Bone marrow (BM) is a clinically relevant site of micrometastatic disease in patients with solid epithelial
tumors. It is, therefore, important to establish suitable models that allow the in-depth characterization of disseminated
tumor cells present at low frequencies of 10(-5)-10(-6) nucleated BM cells. The aim of this study was to assess common phenotypic features of nine tumor cell lines established from BM of patients with
cancer of the prostate (four cell lines), breast (two cell lines), lung (two cell lines), and colon (one cell line) using immunocytochemistry, flow cytometry, and reverse transcription-PCR. All cell lines stained positive for both cytokeratins, the epithelial intermediate filaments, and the
epithelial cell adhesion molecule E-cadherin, and they lacked markers of BM-derived cells. The
tumor origin of the cell lines was supported by the expression of the ErbB2 oncogene (seven of nine) and MAGE
mRNA (eight of eight). All cell lines coexpressed
cytokeratin and
vimentin, the mesenchymal intermediate filament, indicating an epithelial-mesenchymal transition of micrometastatic cells. The invasive phenotype of the immortalized cells was also reflected by the consistent expression of several
metastasis-associated adhesion molecules, including alpha5 (eight of nine), alpha6 (five of nine), alphaV (nine of nine), beta1 (nine of nine), and beta3 (nine of nine)
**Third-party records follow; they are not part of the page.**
PR #1052, opened 2016-10-27
Feature/temperature range

JesperKrogPoulsen:
Added support for specifying ranges for the set_and_wait m-code. 

Example:
M109 S100 : Waits until temperature is > 100 as before this change
M109 S0 : Turns off heater as before this change
M109 R50 : Turns off heater and waits until the temperature is below 50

integrin subunits and the Mr 67,000
laminin receptor (seven of nine). Contrary to our expectations,
metastasis-promoting CD44 variant
isoforms were only detected on two lines, whereas all cell lines expressed MUC18/
melanoma cell adhesion molecule and
intercellular adhesion molecule-1, two members of the
immunoglobulin superfamily of adhesion molecules that are not frequently found on primary
carcinoma cells. The consistent expression of various epithelial and
tumor-associated
antigens provides evidence that the established cell lines are derived from disseminated
cancer cells present in the BM. The invasive phenotype of the immortalized cells was mirrored by their epithelial-mesenchymal transition and the expression of several
metastasis-associated molecules, which might be potential candidates for novel therapeutic targets.